Müzikal açıdan harika şeylerin gerçekleştiği pek çok an var ve biz de bu davete uymaya çalıştık. “Shake the Heavens” için kuklacımız James Ortiz'e şunu sordum: “İlahi olanı nasıl yaratırsınız?” Canlı, tuhaf, tuhaf ve kadınsı olmalı. Yani onun ortaya çıkardığı şey, tuhaf ve mistik bir şekilde, şakayla vajinal göz dediğimiz yerde görünen bu göz bebeğinde görünüyor. Uzayda hareket ediyorlar ve bu devasa şeyi oluşturuyorlar. Ancak Hannah Wasileski'nin projeksiyon tasarımıyla yaptığı da var: O gerçekten projeksiyonlarla resim yapıyor. Bu tasarımcıların hepsi birlikte nasıl oynanacağını biliyor.

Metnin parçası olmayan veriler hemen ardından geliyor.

PR #953, opened 2023-03-01
added new CRV epilog following the changes in the CrvCoincidenceFinder

ehrlich-uva:
The changes that were made to the CRV prolog also need to be done in the CRV epilog_extracted.
So I just added a new epilog. This shouldn't break anything.

### DIFF
--- a/CRVResponse/fcl/epilog_extracted.fcl
+++ b/CRVResponse/fcl/epilog_extracted.fcl
@@ -1,0 +1,1 @@
+#include "Offline/CRVResponse/fcl/epilog_extracted_v03.fcl"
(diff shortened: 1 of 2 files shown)


brownd1978 (commented):
Hi Ralf, the old version of this file is #included in https://github.com/Mu2e/Production/blob/main/JobConfig/reco/Extracted.fcl
Can you create an indirection script in CrvResponse that doesn't have a version #?  Then Production won't need to be updated every time you change this version.  Or, consider just letting git take care of versioning for you.

ehrlich-uva:
I could add an epilog_exctract.fcl that includes epilog_extracted_v03.fcl (or any newer version), and Production can include epilog_exctract.fcl. That's how it is already done for the CRV prolog.

brownd1978 (approved):

brownd1978:
Thanks for updating the epilog.  Can you also update the Production epilog to source this new, generic file, and make a PR of that?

John Adams işin içinde miydi?

Açılışa geliyor. Konuştuk ve çok cömert davrandı. Bana dünyadaki insanların birbirinden nasıl nefret ettiğine dair çok fazla haber ve bilgiyle dolu olduğumuzu söyledi. Ama aynı zamanda güven verici olan sevgi, yaratıcılık, yaratım ve işitme de var. Bütün bunların ortasında lütuf yatıyor. Kendisinin ve Peter'ın Kaliforniya'da 16 yaşında, 16 yaşında ve hamile çocuklarla çalışarak bunu nasıl yaptıklarını anlattı ve dünya sizin her şeyi yanlış yaptığınızı düşünüyor. Ve bir çocuğu kucaklayabilmek ve bunu sevgi ve zarafetle yapabilmek çok derin ve inanılmaz.

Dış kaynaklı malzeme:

PR #961, opened 2023-03-13
Added new variables to BkgDiag

myucel-fnal:


TrkDiag/src/BkgDiag_module.cc
```diff
@@ -300,9 +309,17 @@ namespace mu2e
...
       bool pce = _pgen==2; // primary from a CE
       _nindex=0;
+      double sumEdep(0.);
+      double sqrSumDeltaTime(0.);
+      double sqrSumDeltaX(0.);
+      double sqrSumDeltaY(0.);
       for(auto const& ich : cluster.hits()){
         ComboHit const& ch = _chcol->at(ich);
         BkgClusterHit const& bhit = _bkghitcol->at(ich);
+        sumEdep +=  ch.energyDep();
```
brownd1978, line 319: edep is measured per straw.  I think this sum should be weighted by the # of straw hits (ch.nStrawHits()

TrkDiag/src/BkgDiag_module.cc
```diff
@@ -300,9 +309,17 @@ namespace mu2e
...
+        sqrSumDeltaX += std::pow(ch.pos().X() - _cpos.X(),2);
```
brownd1978, line 320: The RMS calculation is mathematically correct, but I suspect we will have better discrimination computing the rms of the transverse distance to the straw, not the hit.  That will remove the uncertainty from the position along the straw, and it automatically combines the 2 dimensions.  You can compute that using 2 line POCA, one line being in Z through the cluster position, the other being along the straw (udir) through the hit position.  Or its simple enough to compute analytically.

brownd1978:
@FNALbuild run build test

TrkDiag/src/BkgDiag_module.cc
```diff
@@ -353,6 +370,10 @@ namespace mu2e
         if(bkghinfo._mcpdg == PDGCode::proton)_nprot += ch.nStrawHits();
         _bkghinfo.push_back(bkghinfo);
       }
+      _avecedep = sumEdep/_nchits;
+      _rmscposx = sdt::sqrt(sqrSumDeltaX/_nchits);
```
kutschke, line 374: This line is the build error sdt --> std

kutschke (changes requested):

kutschke:
@myucel-fnal I am checking in.  I think that I am waiting for you to make a commit to fix the build issue and push it to your fork.  Are we on the same page?

kutschke:
@FNALbuild run build test

kutschke (approved):

kutschke:
The CI tests passed.

Dave made a suggestion about using a 2 line POCA - it was just a suggestion not a requirement.  Do you plan to incorporate that in this PR - if not then this PR is ready to merge.  Please let me know your plans.

myucel-fnal:
Let me work on those changes, I need to check results to make sure. Hopefully I am finished with it today.

PR #968, opened 2023-04-19
Update background training

brownd1978:
Train Background hit ANN inference code using root 6.28.  Include training for the trigger.


kutschke (approved):
I have reviewed the bookkeeping changes and it it looks good.  I think that the most reasonable way to review the physics content is to merge it and let the nightly do it's work. 

@brownd1978 Do you agree?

Bu tevazunun da bu üretimin bir parçası olduğunu düşünüyorum. Ailem Haiti ve Porto Riko'dan geliyor ve Haitililerin sınırda atlı adamlar tarafından saldırıya uğradığını gördüğümde, tüm hayatlarını feda eden ve bu inanılmaz yolculuğa çıkan insanlar olarak onları inşa edemediğim için öfke hissettim. kendileri. Bu aşamada bunu tersine çevirebiliriz. “Hayır, bu insanlar harika” diyebiliriz.

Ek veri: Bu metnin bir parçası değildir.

PR #972, opened 2023-04-22
Trigger MC truth fcl

brownd1978:
Add fcl to configure KalSeedMC construction in the trigger reco sequences.  This also fixes a configuration bug which allowed background hits into the pattern recognition.

### DIFF
--- a/Mu2eKinKal/test/TTTA.fcl
+++ b/Mu2eKinKal/test/TTTA.fcl
@@ -10,7 +10,7 @@
 #include "Offline/Mu2eKinKal/fcl/prolog_trigger.fcl"
 #include "Offline/Trigger/fcl/prolog_trigger.fcl"
 #include "TrkAna/fcl/prolog.fcl"
-#include "Offline/CommonMC/fcl/prolog.fcl"
+#include "Offline/CommonMC/fcl/prolog_trigger.fcl"
 
 process_name: TTKKSeed
 source : {module_type : RootInput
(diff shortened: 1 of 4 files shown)


kutschke:
@FNALbuild run build test

Mu2eKinKal/test/TTTA.fcl
gianipez, line 1: I noticed a tiny bug in this configuration file; when you re-define the trigger sequences, we should add a module instance of the `MergeTriggerInfo` module. This is done automatically at `build` time by the `genTriggerFcl.py` script for generating the Menu files. you would need to add a line like the following to instantiate the module:
`physics.producers."+<trigger_path_name>+"TriggerInfoMerger"+" : { module_type : MergeTriggerInfo }"`

and then of course, append the `<trigger_path_name>+"TriggerInfoMerger"` module instance at the end of the sequence.

TrkHitReco/fcl/prolog.fcl
```diff
@@ -13,8 +13,8 @@ makeSH : {
   MaximumTime             : 1690.0 # ns
   MinimumEnergy           : 0.0001 # MeV
   MaximumEnergy           : 0.0035 # MeV
-  MinimumRadius           : 0.0 # mm
-  MaximumRadius           : 800.0 # mm
+  MinimumRadius           : 395.0 # mm
+  MaximumRadius           : 650.0 # mm
```
gianipez, line 17: I would change the setting of the same parameters in the `makePH` module instance to avoid confusion. 
Also, I think that maybe a de-activation of X straws at smaller(larger) radial distance w.r.t. the solenoid axis would allow to obtain a more uniform selection (I'm not asking to make this change in this PR, but I wanted to mention it to keep it in mind for the future)

Mu2eKinKal/test/TTTA.fcl
brownd1978: This is a diagnostic script used for making TrkAna output.   It needs to be replaced with an official trigger path that includes MC truth matching as we discussed, maybe that's the place to put MergeTriggerInfo.

kutschke:
@brownd1978 are you planning to followup on Giani's comments in this PR or in a follow-on PR?

kutschke:
@FNALbuild run build test

kutschke:
@gianipez please clarify if you are waiting for work from Dave before you approve this.  If not please approve when ready.  Thanks.

gianipez (approved):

Ve Met'in devasa sahnesi ölçeğinde.

Çok büyük. Ve büyük şeyleri seviyorum. Operaya gelip dünyayı karşınızda görmenin, müziğin verdiği duygunun, gözümüze dokunan güzelliğin büyüklüğünü görmenin o kadar çok faydası var ki. Bu duyguyu arka koltuklarda oturan herkese vermek istiyorum. İlahi vasfı ve ruhun ne olduğunu düşündüğünüzde, izleyiciyi de kapsayacak şekilde genişletmek istersiniz. Bütün Met'in hayatla patlamasını istiyorum.